# PROBLEM TO WORK ON
Only the lines containing the string "self" are needed; copy all of them from the listing.

◆ ◆ ◆

PR #141, opened 2020-06-23
ENH: Add write_transform to store cache in GDAL location

### LINKED ISSUE #129: Store transform where GDAL will find it
https://gdal.org/drivers/raster/netcdf.html#georeference

```
 NetCDF driver will try to read the following metadata directly and set up georeferencing.
    spatial_ref (Well Known Text)
    GeoTransform (GeoTransform array)
```
It is probably worth doing for the case where `parse_coords=False` when reading a file and then it is written to netCDF. Also, I believe this is another part that goes along with #81

Currently, it is just stored in the `transform` attribute.

### LINKED ISSUE #139: Store transform
As described [here](https://corteva.github.io/rioxarray/stable/examples/manage_information_loss.html), information can be lost when doing xarray operations. Similar to the `write_crs` method, should we have a `write_transform` method that would ensure the transform gets propagated across operations? It also makes sense because some rioxarray operations, like `clip_box`, could update the transform.

snowman2:
- [x] Closes #129
-  [x] Closes #139
 - [x] Tests added

- Noticed that the `sel()` operation returned an array that way sharing the coordinates of the parent for some reason ... so added `copy()` in `slice_xy()`.
- Noticed some test were using fixture instead of parametrize & weren't being run

### DIFF
--- a/rioxarray/rioxarray.py
+++ b/rioxarray/rioxarray.py
@@ -78,7 +78,7 @@ def _get_grid_map_name(src_data_array):
         return DEFAULT_GRID_MAP
 
 
-def _generate_attrs(src_data_array, dst_affine, dst_nodata):
+def _generate_attrs(src_data_array, dst_nodata):
     # add original attributes
     new_attrs = copy.deepcopy(src_data_array.attrs)
     # remove all nodata information
@@ -95,7 +95,6 @@ def _generate_attrs(src_data_array, dst_affine, dst_nodata):
         new_attrs["_FillValue"] = fill_value
 
     # add raster spatial information
-    new_attrs["transform"] = tuple(dst_affine)[:6]
     new_attrs["grid_mapping"] = _get_grid_map_name(src_data_array)
 
     return new_attrs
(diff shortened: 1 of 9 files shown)


rioxarray/rioxarray.py
```diff
@@ -859,9 +917,12 @@ def transform_bounds(self, dst_crs, densify_pts=21, recalc=False):
         )
 
     def transform(self, recalc=False):
-        """Determine the affine of the `xarray.DataArray`"""
-        src_left, _, _, src_top = self.bounds(recalc=recalc)
-        src_resolution_x, src_resolution_y = self.resolution(recalc=recalc)
+        """affine.Afffine: The affine of the `xarray.DataArray`"""
```
jgruca, line 920: Is this docstring correct?

snowman2: Good catch - needed some updates.

snowman2:
Appveyor failure seems to be unrelated. I am guessing to an update in scipy.

snowman2:
Windows has scipy 1.5 & linux/osx has 1.4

◆ ◆ ◆

# EXERCISE RESULT
@@ -859,9 +917,12 @@ def transform_bounds(self, dst_crs, densify_pts=21, recalc=False):
     def transform(self, recalc=False):
-        src_left, _, _, src_top = self.bounds(recalc=recalc)
-        src_resolution_x, src_resolution_y = self.resolution(recalc=recalc)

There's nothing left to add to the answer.